# Thinkpad T420 hw issues

## sDoky

Hi, I have few problems with gentoo on ThinkPad T420. First of all, the audio output on my docking station (this one) doesn't work. It just mutes the laptop speakers and ... silence. Another thing is that KVM doesn't work. qemu-kvm says that it is not allowed by bios, I don't see anything concerning that matter in the bios setup. I hope my kernel is properly configured for that (kernel config). I use kernel-3.0 vanilla (from kernel.org). I have also tried few other vanilla and gentoo branded kernels (release candidates of 3 and >=2.6.38). Nothing yet seems to solve these problems.

Thanks guys

----------

## DirtyHairy

I also have a T420, but no dock, so I cannot comment on this one.
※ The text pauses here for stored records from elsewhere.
PR #2957, opened 2025-02-14
Add current turn to the condition to show Pass button

### LINKED ISSUE #2943: Pass button shows on previous moves (analysis off)
**To Reproduce**
1. Play correspondence game with analysis off
2. Press back button to view move history
3. Observe Pass button shows up on your turn

**Screenshots**

https://github.com/user-attachments/assets/f0228b35-1841-4a24-a774-16b2ceb5ca6c

**Smartphone:** Android + Chrome

miguelython:
Fixes #2943

## Proposed Changes

  - It add a condition (current move is last move) to show the Pass Button

I verified also that the pass button still shows during a Live game

### DIFF
--- a/src/views/Game/PlayButtons.tsx
+++ b/src/views/Game/PlayButtons.tsx
@@ -22,9 +22,19 @@ import * as preferences from "@/lib/preferences";
 import * as data from "@/lib/data";
 import { game_control } from "./game_control";
 import { alert } from "@/lib/swal_config";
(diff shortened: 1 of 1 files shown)


anoek:
That test may or may not be broken, considering what you're fixing.

miguelython:
I think it was not broken, just a rare case for the pass button be shown in the first turn.

In the first try I didn't want to copy the function from PlayControls.tsx. I found it ugly to duplicate the code.

And I don't think import is a good Idea for import recursion.

Maybe you could refactor into a better solution

anoek:
Thanks for the fix!

PR #2958, opened 2025-02-15
Updated game sound logic for case when game ends in a Tie

### LINKED ISSUE #2791: Incorrect "You have won!" announcement for a tied game
**Describe the bug**
If you tie a game, the automated announcement sound says "You have won!". But it's a tie.

**To Reproduce**
1. Turn on whatever sound settings cause loud announcements after the game. (Resetting all settings to the default should do it.)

As for KVM: I think there is an option to control (switch on / off) the virtualization extensions in the bios, I'll have a look when I power cycle the machine next time. If you like, I can also try out KVM when I have a few minutes. Also, you can check /proc/cpuinfo; if virtualization is enabled, then you should see an entry "vmx" in the flags section.

----------

## sDoky

yeah, I have found the virtualization switch in bios. And for the sound output on dock ... probably gonna get some external usb sound card. It's worth few $.

----------